CEUX D'HIER
Benoît Broutchoux (1879-1944)

La ville (1) où vint, vers l'année 1902, l'homme dont je vais rappeler le souvenir était encore à cette époque une vieille bourgade portant les traces de l'administration et des paroisses du vieux pays d'Artois.

Mais déjà la bourgade s'enveloppait de corons et de vastes cités qui gonflaient sa population et lui donnaient son caractère de capitale du pays noir. Autour de la ville, les chevalets des fosses, les terrils noirs et la gare charbonnière donnaient la note industrielle.

Deux rues conduisaient à l'avenue de la Gare en partant de la Grand-Place ; l'une était la rue de Paris, l'autre la rue Gambetta. Au milieu de la rue de Paris se trouvait le bal et le café tenus par Ferdinand Durieux, un ancien mineur dont on vantait les exploits professionnels et qui s'opposait à Emile Basly (2), à qui il reprochait sa tiédeur. Dans le bas de la rue Gambetta, vers la place, on rencontrait un petit cabaret dont le tenancier portait une longue barbe soigneusement peignée qui avait l'air dépaysé parmi les chopes de bière et les verres de genièvre. L'homme qui portait cette barbe était un besogneux du guesdisrne que l'apôtre avait envoyé dans le noir pays pour convertir les gueules noires et tenter de les soustraire à l'influence de Basly. Le barbu s'appelait Pierre Norange. Il avait l'esprit parisien et l'âme bourguignonne. La clientèle buvait peu et payait mal. Il était piètre bistrot et excellent propagandiste. Il échoua commercialement et politiquement avant de regagner la capitale.

C'est en haut de cette même rue Gambetta, vers la gare, que le syndicat des mineurs avait son siège où le secrétaire, Florent Evrard, et le trésorier Casimir Beugnet accomplissaient une tâche ardue pour maintenir l'organisation ouvrière parmi les tempêtes sociales de l'époque.

En effet, le monde minier était en effervescence ; les idées germaient et se heurtaient. Des grèves d'inspiration guesdiste avaient éclaté l'année précédente pour faire écho aux révoltes de Montceau-les-Mines et de ChaIon-sur-Saône (3), où le sang ouvrier avait coulé. Des Montcelliens étaient venus dans le Pas-de-Calais et y avaient laissé des traces de rébellion contre le vieux syndicat des mineurs. Nous étions guesdistes et adhérents du Parti ouvrier français (P.O.F.), qui avait dans le secteur sa fédération et ses sections locales. La Compagnie de Blanzy s'était débarrassée de ses éléments révolutionnaires en les envoyant à Auchel.

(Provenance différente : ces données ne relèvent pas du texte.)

PR #465, opened 2021-02-20
[Presence] Improve `Presence` perf

jjenzz:
---------------

ℹ️&nbsp;&nbsp;Easier to review with hidden whitespace changes.

---------------

We had report of some perf issues with nested `Collapsible`s and I realised `Presence` was causing some problems there. 

I've prevented some `useEffect` logic from running unnecessarily on mount and removed `@xstate/fsm`. 

I had noticed that `@xstate/fsm` really eagerly re-renders components during my Carousel work so we can probably do without that and the additional bundle size it adds for such a simple machine here.

These changes managed to **double** the speed in my tests.

### DIFF
--- a/packages/react/presence/src/useStateMachine.tsx
+++ b/packages/react/presence/src/useStateMachine.tsx
@@ -1,27 +1,17 @@
 import * as React from 'react';
-import { createMachine, interpret } from '@xstate/fsm';
-import type { StateMachine, EventObject, Typestate } from '@xstate/fsm';
 
-export function useStateMachine<
-  C extends object,
-  E extends EventObject = EventObject,
-  S extends Typestate<C> = { value: any; context: C }
->(fsmConfig: StateMachine.Config<C, E, S>) {
-  const [machine] = React.useState(() => interpret(createMachine<C, E, S>(fsmConfig)));
-  const [state, setState] = React.useState<S['value']>(fsmConfig.initial);
-  const [context, setContext] = React.useState<C | undefined>(fsmConfig.context);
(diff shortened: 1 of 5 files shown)


packages/react/presence/src/useStateMachine.tsx
```diff
@@ -1,27 +1,20 @@
...
 
-  return React.useMemo(() => ({ state, context, send: machine.send }), [state, context, machine]);
+export function useStateMachine<M>(
+  initialState: MachineState<M>,
+  machine: M & Machine<MachineState<M>>
+) {
+  return React.useReducer((state: MachineState<M>, event: MachineEvent<M>): MachineState<M> => {
+    const nextState = (machine[state] as any)[event];
+    return nextState ?? state;
+  }, initialState);
```
benoitgrelard, line 19: ♥️ how minimal this is haha, so good 🙂

packages/react/presence/src/useStateMachine.tsx
```diff
@@ -1,27 +1,20 @@
...
-      setContext(state.context);
-    });
-    machine.start();
-    return () => {
-      subscription.unsubscribe();
-      machine.stop();
-    };
-  }, [machine]);
+// 🤯 https://fettblog.eu/typescript-union-to-intersection/
+type UnionToIntersection<T> = (T extends any ? (x: T) => any : never) extends (x: infer R) => any
```
benoitgrelard, line 8: I'm gonna still need some time to process this but I'll just do on my own time. I've played with it and it works very well! 👍

benoitgrelard (approved):

PR #469, opened 2021-02-23
[Collapsible] Use SSR-safe ids

benoitgrelard:
> Note: This PR builds upon #467 so will need to wait for it to be merged first.

I'll also do the version check once the other one is merged.

### DIFF
--- a/packages/react/collapsible/src/Collapsible.tsx
+++ b/packages/react/collapsible/src/Collapsible.tsx
@@ -1,13 +1,9 @@
 import * as React from 'react';
-import {
-  createContext,
-  useId,
-  composeEventHandlers,
-  useControlledState,
-} from '@radix-ui/react-utils';
+import { createContext, composeEventHandlers, useControlledState } from '@radix-ui/react-utils';
 import { getSelector } from '@radix-ui/utils';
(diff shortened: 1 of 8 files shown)


packages/react/collapsible/src/Collapsible.tsx
```diff
@@ -152,31 +140,19 @@ type CollapsibleContentPrimitive = Polymorphic.ForwardRefComponent<
...
         <Primitive
-          data-state={getState(open)}
-          data-disabled={disabled ? '' : undefined}
+          data-state={getState(context.open)}
+          data-disabled={context.disabled ? '' : undefined}
           {...contentProps}
           selector={selector}
           ref={forwardedRef}
-          id={id}
+          id={id || context.contentId}
```
benoitgrelard, line 155: I wasn't sure what pattern to use here?
Would you prefer I do `id={context.contentId}` and move it up just before the `{...contentProps}` to show what can be overriden (like `data-state`, `data-disabled`, etc)?

jjenzz: yeah makes sense to move it up I suppose like our others :+1:

jjenzz (approved):

PR #471, opened 2021-02-24
[Dialog] Use SSR-safe ids

benoitgrelard:


packages/react/alert-dialog/src/AlertDialog.tsx
```diff
@@ -40,26 +40,26 @@ const [AlertDialogContext, useAlertDialogContext] = createContext<AlertDialogCon
...
 
 /* -------------------------------------------------------------------------------------------------
  * AlertDialog
  * -----------------------------------------------------------------------------------------------*/
 
 const AlertDialog: React.FC<React.ComponentProps<typeof Dialog>> = (props) => {
-  const { id: idProp, ...dialogProps } = props;
   const generatedId = makeId('alert-dialog', useId());
-  const alertDialogId = idProp || generatedId;
+  const alertDialogId = generatedId;
```
benoitgrelard, line 54: I just removed that temporarily here because `id` was removed from `Dialog` but the changes to ids in `AlertDialog` will come in next PR.

jjenzz (approved):

PR #477, opened 2021-02-24
Update `createContext` to expose a Provider that accepts props

jjenzz:
Before our `Carousel` call earlier, I started applying this across our codebase. I'll PR each component in separate PRs.

### DIFF
--- a/packages/react/accordion/src/Accordion.tsx
+++ b/packages/react/accordion/src/Accordion.tsx
@@ -2,7 +2,7 @@ import React from 'react';
 import { getSelector } from '@radix-ui/utils';
 import {
   composeEventHandlers,
-  createContext,
+  createContextObj,
   useComposedRefs,
   useControlledState,
 } from '@radix-ui/react-utils';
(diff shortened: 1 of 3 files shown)


packages/react/accordion/src/Accordion.tsx
```diff
@@ -2,7 +2,7 @@ import React from 'react';
 import { getSelector } from '@radix-ui/utils';
 import {
   composeEventHandlers,
-  createContext,
+  createContextObj,
```
jjenzz, line 5: I'll rename this back to `createContext` in the last PR. Unless we think this is more explicit? The context that the provider provides will always be an object.

packages/react/utils/src/createContext.tsx
```diff
@@ -12,3 +12,24 @@ export function createContext<ContextValueType>(displayName: string, rootCompone
   }
   return [Context, useContext] as const;
 }
+
+export function createContextObj<ContextValueType extends object>(rootComponentName: string) {
+  const Context = React.createContext<ContextValueType>(null as any);
+
+  function Provider(props: ContextValueType & { children: React.ReactNode }) {
+    const { children, ...providerProps } = props;
+    const value = React.useMemo(() => providerProps, [providerProps]) as ContextValueType;
```
jjenzz, line 21: wait, this looks like it would re-memoize every render lol.. 🙈  hmm, give me a sec

benoitgrelard (approved):

PR #479, opened 2021-02-24
Update context in `Avatar`

jjenzz:
------

------

### DIFF
--- a/packages/react/avatar/src/Avatar.tsx
+++ b/packages/react/avatar/src/Avatar.tsx
@@ -1,6 +1,6 @@
 import * as React from 'react';
 import { getSelector } from '@radix-ui/utils';
-import { createContext, useCallbackRef, useLayoutEffect } from '@radix-ui/react-utils';
+import { createContextObj, useCallbackRef, useLayoutEffect } from '@radix-ui/react-utils';
 import { Primitive } from '@radix-ui/react-primitive';
 
 import type * as Polymorphic from '@radix-ui/react-polymorphic';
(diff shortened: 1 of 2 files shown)


packages/react/avatar/src/Avatar.tsx
```diff
@@ -63,16 +63,16 @@ const AvatarImage = React.forwardRef((props, forwardedRef) => {
...
-  const [, setImageLoadingStatus] = useAvatarContext(IMAGE_NAME);
+  const { onImageLoadingStatusChange } = useAvatarContext(IMAGE_NAME);
   const imageLoadingStatus = useImageLoadingStatus(src);
   const onLoadingStatusChange = useCallbackRef(onLoadingStatusChangeProp);
 
   useLayoutEffect(() => {
     if (imageLoadingStatus !== 'idle') {
       onLoadingStatusChange(imageLoadingStatus);
-      setImageLoadingStatus(imageLoadingStatus);
+      onImageLoadingStatusChange(imageLoadingStatus);
```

Nous allions chez Norange pour admirer sa barbe et nous enthousiasmer pour les solutions simplistes du collectivisme. C'est là qu'un soir nous vîmes à une table un petit homme noir comme un corbeau, dont les yeux pétillaient de malice. Il était trapu, large de poitrine et ses mains étaient fines. Son costume de velours aussi noir que ses cheveux, sa lavallière de même nuance lui donnaient l'air artiste et vaguement intellectuel des jeunes qui, au passage, ont respiré l'air parisien. Ses pommettes saillantes, ses lèvres fermement dessinées, le bas du visage massif et aigu indiquaient beaucoup de volonté derrière le front bombé à l'ombre d'une toison d'ébène. Le petit gars était brave, amusant, caustique, constamment armé de sarcasmes et d'ironie. Chaque soir, le débat s'engageait entre le petit homme noir et Norange le barbu, entre le libertaire et le collectiviste. Norange catéchisait, l'autre plaisantait. Le libertaire enfermait le poilu dans la caserne dogmatique du P.O.F. en sertissant des perles brillantes que les rires accompagnaient.

Nous sûmes que le petit homme noir s'appelait Benoît Delorme et qu'un certain mystère entourait son nom et sa personne. En réalité, il avait accompagné les proscrits de Montceau qui avaient été dirigés sur Auchel. C'est à Auchel que le vrai Benoît Delorme Iui avait prêté son livret militaire pour qu'il puisse venir se fixer à Lens. Le petit homme noir s'appelait Benoît Broutchoux. Il n'aimait pas les gendarmes ; les gendarmes ne l'aimaient pas. Il avait giflé le commissaire central aux obsèques des fusillés, à Chalon. Poursuivi, il se cachait et il avait pris candidement le nom de son copain.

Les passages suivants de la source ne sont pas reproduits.